:: Information given

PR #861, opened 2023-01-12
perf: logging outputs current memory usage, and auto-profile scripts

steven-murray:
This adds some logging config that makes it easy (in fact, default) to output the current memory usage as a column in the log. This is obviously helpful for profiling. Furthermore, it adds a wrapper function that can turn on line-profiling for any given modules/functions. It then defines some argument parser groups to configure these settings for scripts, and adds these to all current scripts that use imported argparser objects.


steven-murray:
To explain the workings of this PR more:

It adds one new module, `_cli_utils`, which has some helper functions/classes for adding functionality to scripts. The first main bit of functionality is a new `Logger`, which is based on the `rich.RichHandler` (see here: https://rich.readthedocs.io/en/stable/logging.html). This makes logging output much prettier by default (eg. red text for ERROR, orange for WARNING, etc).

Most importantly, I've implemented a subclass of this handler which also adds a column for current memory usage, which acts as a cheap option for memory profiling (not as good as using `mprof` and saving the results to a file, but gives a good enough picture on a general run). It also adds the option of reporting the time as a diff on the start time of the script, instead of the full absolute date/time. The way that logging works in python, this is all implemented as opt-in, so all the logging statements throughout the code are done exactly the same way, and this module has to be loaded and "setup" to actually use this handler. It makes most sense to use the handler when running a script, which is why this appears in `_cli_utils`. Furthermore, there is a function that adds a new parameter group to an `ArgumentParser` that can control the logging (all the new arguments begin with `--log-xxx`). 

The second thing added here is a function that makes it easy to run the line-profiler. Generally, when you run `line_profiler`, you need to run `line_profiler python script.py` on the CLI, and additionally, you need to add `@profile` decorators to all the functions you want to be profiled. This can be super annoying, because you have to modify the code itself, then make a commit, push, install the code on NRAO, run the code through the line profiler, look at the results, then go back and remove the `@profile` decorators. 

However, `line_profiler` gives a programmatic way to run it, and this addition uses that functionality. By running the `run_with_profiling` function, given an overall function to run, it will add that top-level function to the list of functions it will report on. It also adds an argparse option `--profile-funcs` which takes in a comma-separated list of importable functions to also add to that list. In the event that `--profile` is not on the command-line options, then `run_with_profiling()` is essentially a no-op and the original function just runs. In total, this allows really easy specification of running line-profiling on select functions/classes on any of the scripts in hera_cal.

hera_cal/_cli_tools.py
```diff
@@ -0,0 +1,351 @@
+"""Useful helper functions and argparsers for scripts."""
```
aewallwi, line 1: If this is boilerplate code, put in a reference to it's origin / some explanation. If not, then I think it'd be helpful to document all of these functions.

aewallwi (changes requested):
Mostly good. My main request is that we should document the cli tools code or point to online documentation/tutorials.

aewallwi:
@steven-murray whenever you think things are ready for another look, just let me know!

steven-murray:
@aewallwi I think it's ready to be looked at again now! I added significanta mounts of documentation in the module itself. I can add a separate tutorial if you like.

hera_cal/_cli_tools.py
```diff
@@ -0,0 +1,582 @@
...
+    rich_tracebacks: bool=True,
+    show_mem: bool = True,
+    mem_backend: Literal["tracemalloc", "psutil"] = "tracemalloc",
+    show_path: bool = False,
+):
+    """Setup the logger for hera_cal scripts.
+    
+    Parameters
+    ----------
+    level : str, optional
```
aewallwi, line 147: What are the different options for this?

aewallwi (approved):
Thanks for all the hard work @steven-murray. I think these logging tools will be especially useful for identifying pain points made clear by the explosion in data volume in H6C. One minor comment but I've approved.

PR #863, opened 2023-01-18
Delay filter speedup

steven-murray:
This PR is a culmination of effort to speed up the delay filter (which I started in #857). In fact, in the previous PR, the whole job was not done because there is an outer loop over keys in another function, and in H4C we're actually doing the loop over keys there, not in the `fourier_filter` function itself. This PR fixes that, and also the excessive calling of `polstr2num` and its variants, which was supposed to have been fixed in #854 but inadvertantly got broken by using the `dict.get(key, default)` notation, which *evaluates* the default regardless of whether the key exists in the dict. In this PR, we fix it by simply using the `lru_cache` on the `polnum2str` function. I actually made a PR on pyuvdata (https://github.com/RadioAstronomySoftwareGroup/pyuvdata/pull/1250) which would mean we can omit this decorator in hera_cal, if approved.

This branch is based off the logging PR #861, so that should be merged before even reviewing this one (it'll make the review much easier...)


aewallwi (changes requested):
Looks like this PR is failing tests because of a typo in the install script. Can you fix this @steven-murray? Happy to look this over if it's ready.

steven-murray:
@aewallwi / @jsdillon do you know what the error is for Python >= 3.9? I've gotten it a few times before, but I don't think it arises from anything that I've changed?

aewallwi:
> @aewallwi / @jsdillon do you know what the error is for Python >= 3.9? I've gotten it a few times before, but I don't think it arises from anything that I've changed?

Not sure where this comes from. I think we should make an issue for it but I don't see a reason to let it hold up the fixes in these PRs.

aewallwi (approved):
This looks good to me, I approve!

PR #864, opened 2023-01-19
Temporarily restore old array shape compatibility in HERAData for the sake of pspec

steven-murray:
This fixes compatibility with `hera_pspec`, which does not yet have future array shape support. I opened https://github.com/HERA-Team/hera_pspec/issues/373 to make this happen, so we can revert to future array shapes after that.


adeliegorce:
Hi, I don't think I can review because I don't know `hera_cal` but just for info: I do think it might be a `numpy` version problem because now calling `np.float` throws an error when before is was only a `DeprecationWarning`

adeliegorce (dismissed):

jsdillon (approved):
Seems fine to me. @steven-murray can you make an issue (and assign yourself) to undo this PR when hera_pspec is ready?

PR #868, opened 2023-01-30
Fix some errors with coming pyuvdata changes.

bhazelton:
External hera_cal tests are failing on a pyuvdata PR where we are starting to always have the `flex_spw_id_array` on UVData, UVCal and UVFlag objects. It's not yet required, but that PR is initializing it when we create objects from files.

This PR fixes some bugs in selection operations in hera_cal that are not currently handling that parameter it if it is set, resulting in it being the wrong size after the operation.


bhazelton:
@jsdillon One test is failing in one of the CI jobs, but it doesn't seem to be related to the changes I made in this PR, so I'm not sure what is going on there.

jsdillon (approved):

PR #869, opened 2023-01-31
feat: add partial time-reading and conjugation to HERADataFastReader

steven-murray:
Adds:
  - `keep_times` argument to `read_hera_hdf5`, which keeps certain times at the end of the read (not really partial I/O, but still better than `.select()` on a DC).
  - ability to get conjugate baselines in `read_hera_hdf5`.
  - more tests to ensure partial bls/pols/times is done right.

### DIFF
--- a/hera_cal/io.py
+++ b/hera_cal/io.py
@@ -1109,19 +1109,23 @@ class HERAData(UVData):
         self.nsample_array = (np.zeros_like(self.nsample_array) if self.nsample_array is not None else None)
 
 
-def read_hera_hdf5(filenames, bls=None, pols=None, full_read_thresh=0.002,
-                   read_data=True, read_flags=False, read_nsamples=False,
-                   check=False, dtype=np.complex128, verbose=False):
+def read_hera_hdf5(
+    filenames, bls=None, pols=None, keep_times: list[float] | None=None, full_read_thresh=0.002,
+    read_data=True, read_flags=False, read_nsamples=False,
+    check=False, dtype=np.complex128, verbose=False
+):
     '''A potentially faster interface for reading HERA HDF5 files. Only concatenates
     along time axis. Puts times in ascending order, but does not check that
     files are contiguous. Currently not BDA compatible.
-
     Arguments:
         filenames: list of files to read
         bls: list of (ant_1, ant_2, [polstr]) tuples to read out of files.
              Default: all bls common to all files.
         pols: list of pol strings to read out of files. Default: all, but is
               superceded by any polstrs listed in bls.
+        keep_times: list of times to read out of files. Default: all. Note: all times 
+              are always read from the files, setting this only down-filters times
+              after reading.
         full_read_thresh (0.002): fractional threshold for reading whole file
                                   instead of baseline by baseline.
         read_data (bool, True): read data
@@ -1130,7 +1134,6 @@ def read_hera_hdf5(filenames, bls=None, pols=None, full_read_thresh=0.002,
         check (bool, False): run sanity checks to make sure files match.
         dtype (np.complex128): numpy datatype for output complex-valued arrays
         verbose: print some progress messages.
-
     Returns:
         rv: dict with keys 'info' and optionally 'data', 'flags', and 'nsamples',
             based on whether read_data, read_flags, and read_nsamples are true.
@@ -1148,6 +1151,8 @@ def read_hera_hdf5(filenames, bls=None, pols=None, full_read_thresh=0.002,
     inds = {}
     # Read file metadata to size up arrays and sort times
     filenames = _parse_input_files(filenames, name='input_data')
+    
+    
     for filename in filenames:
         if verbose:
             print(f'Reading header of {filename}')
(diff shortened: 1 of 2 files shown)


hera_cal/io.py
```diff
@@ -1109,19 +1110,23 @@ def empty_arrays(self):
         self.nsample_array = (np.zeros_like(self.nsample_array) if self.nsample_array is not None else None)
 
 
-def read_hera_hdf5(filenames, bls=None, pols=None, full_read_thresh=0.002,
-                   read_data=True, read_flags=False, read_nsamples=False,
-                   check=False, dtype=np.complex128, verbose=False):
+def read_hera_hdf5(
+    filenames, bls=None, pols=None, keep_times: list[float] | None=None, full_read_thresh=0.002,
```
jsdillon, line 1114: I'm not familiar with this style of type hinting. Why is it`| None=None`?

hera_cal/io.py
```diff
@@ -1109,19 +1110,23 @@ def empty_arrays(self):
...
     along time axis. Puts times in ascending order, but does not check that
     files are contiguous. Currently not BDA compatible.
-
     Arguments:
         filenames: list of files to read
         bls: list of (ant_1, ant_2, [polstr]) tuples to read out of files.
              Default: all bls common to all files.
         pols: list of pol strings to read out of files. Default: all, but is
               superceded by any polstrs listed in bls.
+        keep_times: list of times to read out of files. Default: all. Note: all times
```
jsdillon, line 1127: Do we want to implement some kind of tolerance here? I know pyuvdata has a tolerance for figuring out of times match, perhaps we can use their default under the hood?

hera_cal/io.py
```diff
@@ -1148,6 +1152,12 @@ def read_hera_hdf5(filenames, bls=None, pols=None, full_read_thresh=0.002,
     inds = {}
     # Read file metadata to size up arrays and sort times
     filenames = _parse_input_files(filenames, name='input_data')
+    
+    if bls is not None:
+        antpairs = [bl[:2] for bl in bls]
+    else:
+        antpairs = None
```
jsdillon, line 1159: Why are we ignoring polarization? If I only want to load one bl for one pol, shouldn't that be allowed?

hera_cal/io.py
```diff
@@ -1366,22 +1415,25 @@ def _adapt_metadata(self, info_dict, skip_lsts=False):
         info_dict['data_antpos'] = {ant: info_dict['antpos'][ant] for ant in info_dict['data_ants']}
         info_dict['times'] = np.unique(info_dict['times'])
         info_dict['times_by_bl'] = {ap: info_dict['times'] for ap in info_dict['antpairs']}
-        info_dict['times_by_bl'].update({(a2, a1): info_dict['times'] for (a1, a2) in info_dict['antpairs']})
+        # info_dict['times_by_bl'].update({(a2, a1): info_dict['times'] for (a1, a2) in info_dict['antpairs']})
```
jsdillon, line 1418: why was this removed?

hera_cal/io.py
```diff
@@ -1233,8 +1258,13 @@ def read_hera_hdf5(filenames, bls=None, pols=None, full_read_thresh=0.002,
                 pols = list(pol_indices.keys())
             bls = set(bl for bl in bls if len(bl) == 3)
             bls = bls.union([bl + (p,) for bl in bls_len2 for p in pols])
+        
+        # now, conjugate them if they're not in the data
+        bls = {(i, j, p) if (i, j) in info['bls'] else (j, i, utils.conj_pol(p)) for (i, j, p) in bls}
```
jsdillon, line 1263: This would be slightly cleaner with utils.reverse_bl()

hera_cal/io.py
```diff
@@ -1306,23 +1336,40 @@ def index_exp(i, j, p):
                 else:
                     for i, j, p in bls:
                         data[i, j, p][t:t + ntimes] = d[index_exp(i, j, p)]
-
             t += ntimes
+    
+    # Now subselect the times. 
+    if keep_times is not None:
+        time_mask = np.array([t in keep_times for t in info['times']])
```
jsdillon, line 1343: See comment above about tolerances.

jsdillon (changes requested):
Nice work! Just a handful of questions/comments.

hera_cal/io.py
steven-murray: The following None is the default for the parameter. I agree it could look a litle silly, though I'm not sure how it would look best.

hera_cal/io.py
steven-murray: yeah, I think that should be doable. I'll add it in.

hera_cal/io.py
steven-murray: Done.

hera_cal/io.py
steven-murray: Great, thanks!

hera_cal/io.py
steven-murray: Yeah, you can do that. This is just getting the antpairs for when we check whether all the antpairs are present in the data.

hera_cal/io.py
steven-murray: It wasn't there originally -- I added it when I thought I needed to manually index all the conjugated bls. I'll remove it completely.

::::

**Problem statement**
Which lines above hold the string "ntimes"? Copy every one of them.

**Result of the task**
                         data[i, j, p][t:t + ntimes] = d[index_exp(i, j, p)]
             t += ntimes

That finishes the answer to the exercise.